What you appear to want is for the authors to justify CMIP6 and its relevance under various SSPs to the real world. This would be akin to asking Einstein to first prove all of algebra and calculus before using them as tools to prove relativity. Their work simply builds on that other work, and if you have issues with that other work (I.e. the veracity of CMIP6) you need to take it up with people that did that research.
The value to society of E=mc squared is questionable. Some idiots understood it could inspire the creation of nuclear weapons and ultimately nuclear-powered submarines to launch MIRVs at assorted cities. From that point of view, the statement, had Einstein said it, “Energy could have an equivalence to mass” might have led us to dismissing it as a cranky idea. of patents clerk Although no doubt some other bright spark might have got a PhD grant to refine the notion.
“Could/might” is a very useful word for expressing possibilities that may be refined subsequently according to your demands for numerical calculations of uncertainties. Scientific thought and consequent ideas start with non-quantified, and indeed non-quantifiable, uncertainties
“Certainty is the arena of charlatans and people with an agenda.”

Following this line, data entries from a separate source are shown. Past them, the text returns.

PR #6834, opened 2021-05-25
Enable custom gradients SavedModel option in test

k-w-w:
TensorFlow SavedModel added the option to save custom gradients in [e6c7ba](https://github.com/tensorflow/tensorflow/commit/e6c7ba3875634d7c142d787c2c5012cea9ad8daa). This change updates the JAX SavedModel test to use this option.

### DIFF
--- a/jax/experimental/jax2tf/tests/savedmodel_test.py
+++ b/jax/experimental/jax2tf/tests/savedmodel_test.py
@@ -35,7 +35,10 @@ class SavedModelTest(tf_test_util.JaxToTfTestCase):
   def save_and_load_model(self, model: tf.Module) -> tf.Module:
     # Roundtrip through saved model on disk.
     model_dir = os.path.join(absltest.get_default_test_tmpdir(), str(id(model)))
-    tf.saved_model.save(model, model_dir)
+    tf.saved_model.save(
+        model,
+        model_dir,
+        options=tf.saved_model.SaveOptions(custom_gradients=True))
     restored_model = tf.saved_model.load(model_dir)
     return restored_model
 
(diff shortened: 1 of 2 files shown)


jax/experimental/jax2tf/tests/savedmodel_test.py
```diff
@@ -94,13 +97,8 @@ def f_jax_jvp(primals, tangents):
...
       y = restored_model.f(xv)
-
-    # TODO: at the moment TF does not fully-support custom_gradient in a
-    # savedmodel (b/123499169), but at least a warning is printed and an
-    # exception is thrown when gradients are taken. The exception, however,
-    # is a very strange one, for now.
-    with self.assertRaisesRegex(TypeError, "An op outside of the function building code is being passed"):
-      _ = tape.gradient(y, xv)
+    self.assertAllClose(tape.gradient(y, xv).numpy(),
+                        jax.grad(f_jax)(0.7).astype(np.float32))
```
gnecula, line 101: We should use here `x` in lieu of `0.7`.

gnecula (commented):
Thank you so much for fixing the custom_gradient support. It has been a long-standing issue for us. 

I would recommend revising also the text in https://github.com/google/jax/blob/3ec5bc503139985c8d099f2ba8bdb71fc059d051/jax/experimental/jax2tf/README.md#no-savedmodel-fine-tuning. I would say instead that we support saving only for the first-order gradient computation.

jax/experimental/jax2tf/tests/savedmodel_test.py
k-w-w: Updated the `x` and documentation

gnecula (approved):
LGTM. Thanks!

Actually, I agree with that statement. Which is why I feel compelled to challenge someone who states, “After the tipping point, the shutdown of the AMOC becomes inevitable due to a self-amplifying feedback.” There is obviously an assumption that tipping points exist, without offering proof of climate tipping points, and the author uses the word “inevitable,” which does not allow for ANY uncertainty. It is a declarative statement that allows little wiggle room for alternative interpretations or new facts.
Again, the issue here seems to be that you’re taking the research as a statement about what _will_ happen in the real world rather than a statement about what _did_ happen in the model runs.
The models exhibited what is colloquially known as tipping point behavior. In their observations of the model runs, once that happens self-reinforcing feedback loops appear that make a drastic decline in AMOC inevitable. That’s the whole point of models. They allow us to understand the interplay between complex mechanisms in dynamic systems. Their use for predicting the real world is only as good as the fidelity of the model. Since we know all models make simplifying assumptions (they have to or they would be impossible to run), we know that they are not a perfect predictor of what will happen.
Which incidentally is _why_ we use ensembles. Different models make different simplifying assumptions. Taking the combined output of many models (along with human expertise) is how we have such a great ability to predict the paths of hurricanes for example.